• **Problem details**
Write out the entries below exactly. End with the line that contains "by (collection, id).".
++++ Data in this exercise
PR #4257, opened 2026-05-19
feat: reference deduplication and cycle-safe decoding via DecodeSession

evanchooly:
Add a per-document ThreadLocal decode session that caches entity instances
by (collection, id). Nested activate() calls reuse the existing session so
all @Reference fetches within one document decode share the same cache.

- DecodeSession: lightweight ThreadLocal cache with activate/deactivate;
  activate() returns true only for the root caller (owns deactivation)
- MorphiaCursor: activates a session around next()/tryNext(); only
  deactivates if it was the root activator
- EntityDecoder: pre-registers the entity instance via peekId() (mark/reset)
  before decodeProperties(), enabling cycle detection
- ReferenceCodec: checks session cache before firing DB queries for both
  single and collection references
- TestReferences: adds testReferenceDeduplication (within-document) and
  testCyclicReferenceDoesNotStackOverflow

https://claude.ai/code/session_01NRjHAe69rLVqEZYZHnBsBF


evanchooly:
### Code review

Found 2 issues:

1. `ConstructorCreator`-backed entities are pre-registered with a null/zero-valued instance. `instanceCreator.getInstance()` is called before `decodeProperties()`, which for all-args-constructor entities (Java records, Kotlin data classes) constructs the instance immediately with all parameters at their zero defaults. Because `ConstructorCreator` caches the first-constructed instance, subsequent `set()` calls during `decodeProperties()` fall into the `instance != null` branch and attempt to set fields via reflection — which silently fails for final fields. The session cache then holds a permanently broken shell that is returned to any caller who looks it up.

https://github.com/MorphiaOrg/morphia/blob/a64cc50463c7b2f78fc2a4f5d065eaf02e9d7718/core/src/main/java/dev/morphia/mapping/codec/pojo/EntityDecoder.java#L47-L62

2. `LifecycleDecoder.decode()` overrides `EntityDecoder.decode()` without calling `super.decode()`, so all session registration logic (`peekId`, `session.register`) is entirely skipped for entities annotated with `@PreLoad`/`@PostLoad`. Cyclic or duplicate `@Reference` graphs involving lifecycle-annotated entities will still cause stack overflows or duplicate DB fetches, silently defeating the feature for that class of entities.

https://github.com/MorphiaOrg/morphia/blob/a64cc50463c7b2f78fc2a4f5d065eaf02e9d7718/core/src/main/java/dev/morphia/mapping/codec/pojo/LifecycleDecoder.java#L35-L62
++++++++
• **Result of the exercise**
PR #4257, opened 2026-05-19
feat: reference deduplication and cycle-safe decoding via DecodeSession

evanchooly:
Add a per-document ThreadLocal decode session that caches entity instances
by (collection, id). Nested activate() calls reuse the existing session so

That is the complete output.